Indications suggest that the United Kingdom will move to create its own trading regulations and standards which may be less political and more pragmatic than those of the European Union. This could be to Thailand’s advantage as a bilateral deal will be easier to confirm and more commercially focused.
Thailand’s trade exports at the Department of Trade Negotiations will turn their attention this month to examining existing trade relations and a possible free trade deal with the United Kingdom after Brexit was announced on the 31st January and the UK is set to become an independent trading partner on January 1st 2021, free from European treaty obligations.
The Thai Department of Trade Negotiations at the Ministry of Commerce is preparing for a future meeting with UK negotiators to allow for discussions on the possibility of a future free trade agreement between Thailand and Great Britain.
The Director-General at the Department, Auramon Supthaweethum, has revealed that key meetings will take place on February 7th and 13th as officials review the details of trade between Thailand and the United Kingdom in both directions.
Britain is Thailand’s 21st biggest trade partner
The United Kingdom is currently the kingdom’s 21st biggest trading partner while the European Union is its third-largest. For trade purposes, although the UK has left the European Union as of last Friday the 31st of January, it still maintains the same trading relationships up to the end of 2020.
UK takes up new WTO role this week
The UK has this week reached out to the World Trade Organisation to prepare the way for the new trading environment on the 1st of January 2021. Although it has been a member of the WTO since 1995, it will now negotiate on its own behalf as an independent trading nation.
First task now is existing trade quotas
This week, Ms Auramon has pointed out that the first impact of Brexit on Thailand’s trading relationship with the UK will involve negotiating separate quotas for the UK under WTO rules for key Thai exports such as canned fish, tapioca, cassava, rice and poultry which up to know have been set with the European Union.
Thailand has a ฿43 billion trade surplus with Britain
Trade between Thailand and the United Kingdom is worth ฿190 billion ($6.2 billion) and currently, Thailand has a trade surplus of ฿43 billion ($1.4 billion). Thailand’s exports to the UK include automobiles, jewellery, poultry and electronics while in return it imports electronics, pharmaceuticals, machinery and beverages.

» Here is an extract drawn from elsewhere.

PR #15394, opened 2024-07-02
Add initial dpi support for panel tab and caption

ozone10:
- use recommended subclassing for docking panel tab and caption
- remove unused function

Both countries interested in a free trade deal
Both Thailand and the United Kingdom are looking at the negotiation of a free trade agreement but the initial focus of Thai negotiators is to make sure that when full Brexit in terms of trade happens at the end of this year, there will be no unforeseen problems or impediments.
European Union negotiations to begin shortly
Thailand last year agreed at cabinet level to open negotiations with the European Union for a free trade agreement and there is no doubt that both sets of negotiations will have some bearing on each other not least to see which agreement comes first and if so, how fast will it be ratified.
The UK is also interested in paving the way to join the Asia Pacific Comprehensive and Progressive Agreement for Trans-Pacific Partnership (CPTPP) which includes 11 countries including Vietnam, Brunei, Canada, Chile, Japan, Malaysia, Mexico, New Zealand, Peru, Singapore and Australia.
Johnson moving towards a less political form of trade
The United Kingdom is committed to defining its own trading relationship with countries around the world and its own independent regulatory environment according to a speech on Monday by British Prime Minister Boris Johnson as he put the EU on notice that Britain would not accept former treaty obligations or burdensome regulations in its new role.
UK free trade deal would be easier for Thailand
It is likely that the negotiations with the United Kingdom will be somewhat easier for Thailand. This is for two reasons. One is that the country has indicated that it favours a more pragmatic and less political approach to trade than the European Union.
The second is that any deal will be quickly ratified as it will not need the approval of a carousel of multiple governments as is currently the case with the EU where 27 different states must sign off individually on any deal before it is ratified.